Please restate the data exactly, from the first line to the last.

━━ Data provided ━━

PR #443, opened 2021-08-24
fix typo

alextes:


crazy-max:
@alextes Missing DCO

alextes:
@crazy-max nothing against you personally max but I find this quite silly. For a moment I considered whether going through the hassle of cloning (I used the web UI for this), rewriting a commit, force pushing, and pinging you here was worth the effort for what is a simple typo fix.

After reading about DCO for a couple of minutes I'm also far from convinced it contributes anything. Even if I sign off, that doesn't mean the code I contribute is _actually_ code you can use and I'm no lawyer but I'd be surprised if "but he said it was code we could use so we're absolved of any responsibility" is a valid legal defense. This sounds a lot like legal trying to be useful but instead of asking "how can we enable you", be busy with "how can we look useful protecting us". Did docker ever get sued for code they used and then pay damages that would've been prevented with a DCO?? Hiiiiighly doubt it.

Anyway, rant over, doubt you have anything to do with it @crazy-max 😂 , have a nice day, but who knows someday someone up the chain might ask you about how to get more contributions to come in and you can forward this :p

PR #453, opened 2021-08-30
Composite action

### LINKED ISSUE #208: Feedback for version 2

crazy-max:
Fixes #208

Try-out the composite feature which now supports `uses:` keyword:
* Set up Buildx and QEMU
* Cache
* Metadata
* Build and push

Usage:

```yaml
name: ci

on:
  push:
    branches:
      - 'master'

jobs:
  docker:
    runs-on: ubuntu-latest
    steps:
      -
        name: Checkout
        uses: actions/checkout@v2
      -
        name: Login to DockerHub
        uses: docker/login-action@v1
        with:
          username: ${{ secrets.DOCKERHUB_USERNAME }}
          password: ${{ secrets.DOCKERHUB_TOKEN }}
      -
        name: Build with composite
        uses: docker/build-push-action/composite@v2
        with:
          context: .
          images: |
            user/app
          platforms: linux/amd64,linux/arm64
```

### DIFF
--- a/.github/workflows/ci.yml
+++ b/.github/workflows/ci.yml
@@ -673,3 +673,29 @@ jobs:
         name: Dump context
         if: always()
         uses: crazy-max/ghaction-dump-context@v1
+
+  composite:
+    runs-on: ubuntu-latest
+    services:
+      registry:
+        image: registry:2
+        ports:
+          - 5000:5000
+    steps:
+      -
+        name: Checkout
+        uses: actions/checkout@v2
+      -
+        name: Build with composite
+        uses: ./composite
+        with:
+          context: .
+          file: ./test/Dockerfile
+          images: |
+            localhost:5000/name/app
+          platforms: linux/amd64,linux/arm64
+          push: ${{ github.event_name != 'pull_request' }}
+      -
+        name: Dump context
+        if: always()
+        uses: crazy-max/ghaction-dump-context@v1
--- a/composite/action.yml
+++ b/composite/action.yml
@@ -1,0 +1,69 @@
+name: 'Docker composite action'
+description: 'Set up Buildx and QEMU + Cache + Metadata + Build and push'
+
+inputs:
+  images:
+    description: "List of Docker image slugs (eg. name/app)"
+    required: true
+  context:
+    description: "Build's context is the set of files located in the specified PATH or URL. (default Git context)"
+    required: false
+  file:
+    description: "Path to the Dockerfile. (default {context}/Dockerfile)"
+    required: false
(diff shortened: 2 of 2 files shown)


crazy-max:
We would prefer reusable workflows for such case, see #1321

PR #486, opened 2021-10-15
Added 'quiet' docker arg support

jj-mino:


README.md
```diff
@@ -210,6 +210,7 @@ Following inputs can be used as `step.with` keys
 | `ssh`               | List     | List of SSH agent socket or keys to expose to the build |
 | `tags`              | List/CSV | List of tags |
 | `target`            | String   | Sets the target stage to build |
+| `quiet`             | String   | Suppress the build output and print image ID on success |
```
fearphage, line 213: Looks like the previous options were in alphabetical order.

src/context.ts
```diff
@@ -26,6 +26,7 @@ export interface Inputs {
   noCache: boolean;
   outputs: string[];
   platforms: string[];
+  quiet: boolean;
```
fearphage, line 29: Alphabetize here too.

src/context.ts
```diff
@@ -74,6 +75,7 @@ export async function getInputs(defaultContext: string): Promise<Inputs> {
     load: core.getBooleanInput('load'),
     network: core.getInput('network'),
     noCache: core.getBooleanInput('no-cache'),
+    quiet: core.getBooleanInput('quiet'),
```
fearphage, line 78: Alphabetize here too.

fearphage (changes requested):
You should try to maintain the current state of things.

crazy-max:
As discussed in #501, we are not going to add the `quiet` flag as it does not make much sense for the action itself.

PR #500, opened 2021-11-16
readme: remove v1 section

crazy-max:
More than a year has passed since v2 so time to remove v1 section from README. Not sure about removing `UPGRADE.md` though. cc @tonistiigi @thaJeztah @chris-crone 


chris-crone (approved):
SGTM

PR #501, opened 2021-11-16
add `cgroup-parent`, `shm-size`, `ulimit` inputs

crazy-max:
available since [buildx 0.7.0](https://github.com/docker/buildx/releases/tag/v0.7.0).

### DIFF
--- a/.github/workflows/ci.yml
+++ b/.github/workflows/ci.yml
@@ -336,6 +336,86 @@ jobs:
         if: always()
         uses: crazy-max/ghaction-dump-context@v1
 
+  shm-size:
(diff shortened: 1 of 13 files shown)


tonistiigi (commented):
I don't think it makes sense to add quiet this way. It's only for backward compact anyway.

Note that these also depend on buildkit version.

crazy-max:
> I don't think it makes sense to add quiet this way. It's only for backward compact anyway.

Yes I hesitated to add it because it also brings nothing to the action as such. I will remove it.

tonistiigi (approved):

━━━

Finished task:
PR #443, opened 2021-08-24
fix typo

alextes:


crazy-max:
@alextes Missing DCO

alextes:
@crazy-max nothing against you personally max but I find this quite silly. For a moment I considered whether going through the hassle of cloning (I used the web UI for this), rewriting a commit, force pushing, and pinging you here was worth the effort for what is a simple typo fix.

After reading about DCO for a couple of minutes I'm also far from convinced it contributes anything. Even if I sign off, that doesn't mean the code I contribute is _actually_ code you can use and I'm no lawyer but I'd be surprised if "but he said it was code we could use so we're absolved of any responsibility" is a valid legal defense. This sounds a lot like legal trying to be useful but instead of asking "how can we enable you", be busy with "how can we look useful protecting us". Did docker ever get sued for code they used and then pay damages that would've been prevented with a DCO?? Hiiiiighly doubt it.

Anyway, rant over, doubt you have anything to do with it @crazy-max 😂 , have a nice day, but who knows someday someone up the chain might ask you about how to get more contributions to come in and you can forward this :p

PR #453, opened 2021-08-30
Composite action

### LINKED ISSUE #208: Feedback for version 2

crazy-max:
Fixes #208

Try-out the composite feature which now supports `uses:` keyword:
* Set up Buildx and QEMU
* Cache
* Metadata
* Build and push

Usage:

```yaml
name: ci

on:
  push:
    branches:
      - 'master'

jobs:
  docker:
    runs-on: ubuntu-latest
    steps:
      -
        name: Checkout
        uses: actions/checkout@v2
      -
        name: Login to DockerHub
        uses: docker/login-action@v1
        with:
          username: ${{ secrets.DOCKERHUB_USERNAME }}
          password: ${{ secrets.DOCKERHUB_TOKEN }}
      -
        name: Build with composite
        uses: docker/build-push-action/composite@v2
        with:
          context: .
          images: |
            user/app
          platforms: linux/amd64,linux/arm64
```

### DIFF
--- a/.github/workflows/ci.yml
+++ b/.github/workflows/ci.yml
@@ -673,3 +673,29 @@ jobs:
         name: Dump context
         if: always()
         uses: crazy-max/ghaction-dump-context@v1
+
+  composite:
+    runs-on: ubuntu-latest
+    services:
+      registry:
+        image: registry:2
+        ports:
+          - 5000:5000
+    steps:
+      -
+        name: Checkout
+        uses: actions/checkout@v2
+      -
+        name: Build with composite
+        uses: ./composite
+        with:
+          context: .
+          file: ./test/Dockerfile
+          images: |
+            localhost:5000/name/app
+          platforms: linux/amd64,linux/arm64
+          push: ${{ github.event_name != 'pull_request' }}
+      -
+        name: Dump context
+        if: always()
+        uses: crazy-max/ghaction-dump-context@v1
--- a/composite/action.yml
+++ b/composite/action.yml
@@ -1,0 +1,69 @@
+name: 'Docker composite action'
+description: 'Set up Buildx and QEMU + Cache + Metadata + Build and push'
+
+inputs:
+  images:
+    description: "List of Docker image slugs (eg. name/app)"
+    required: true
+  context:
+    description: "Build's context is the set of files located in the specified PATH or URL. (default Git context)"
+    required: false
+  file:
+    description: "Path to the Dockerfile. (default {context}/Dockerfile)"
+    required: false
(diff shortened: 2 of 2 files shown)


crazy-max:
We would prefer reusable workflows for such case, see #1321

PR #486, opened 2021-10-15
Added 'quiet' docker arg support

jj-mino:


README.md
```diff
@@ -210,6 +210,7 @@ Following inputs can be used as `step.with` keys
 | `ssh`               | List     | List of SSH agent socket or keys to expose to the build |
 | `tags`              | List/CSV | List of tags |
 | `target`            | String   | Sets the target stage to build |
+| `quiet`             | String   | Suppress the build output and print image ID on success |
```
fearphage, line 213: Looks like the previous options were in alphabetical order.

src/context.ts
```diff
@@ -26,6 +26,7 @@ export interface Inputs {
   noCache: boolean;
   outputs: string[];
   platforms: string[];
+  quiet: boolean;
```
fearphage, line 29: Alphabetize here too.

src/context.ts
```diff
@@ -74,6 +75,7 @@ export async function getInputs(defaultContext: string): Promise<Inputs> {
     load: core.getBooleanInput('load'),
     network: core.getInput('network'),
     noCache: core.getBooleanInput('no-cache'),
+    quiet: core.getBooleanInput('quiet'),
```
fearphage, line 78: Alphabetize here too.

fearphage (changes requested):
You should try to maintain the current state of things.

crazy-max:
As discussed in #501, we are not going to add the `quiet` flag as it does not make much sense for the action itself.

PR #500, opened 2021-11-16
readme: remove v1 section

crazy-max:
More than a year has passed since v2 so time to remove v1 section from README. Not sure about removing `UPGRADE.md` though. cc @tonistiigi @thaJeztah @chris-crone 


chris-crone (approved):
SGTM

PR #501, opened 2021-11-16
add `cgroup-parent`, `shm-size`, `ulimit` inputs

crazy-max:
available since [buildx 0.7.0](https://github.com/docker/buildx/releases/tag/v0.7.0).

### DIFF
--- a/.github/workflows/ci.yml
+++ b/.github/workflows/ci.yml
@@ -336,6 +336,86 @@ jobs:
         if: always()
         uses: crazy-max/ghaction-dump-context@v1
 
+  shm-size:
(diff shortened: 1 of 13 files shown)


tonistiigi (commented):
I don't think it makes sense to add quiet this way. It's only for backward compact anyway.

Note that these also depend on buildkit version.

crazy-max:
> I don't think it makes sense to add quiet this way. It's only for backward compact anyway.

Yes I hesitated to add it because it also brings nothing to the action as such. I will remove it.

tonistiigi (approved):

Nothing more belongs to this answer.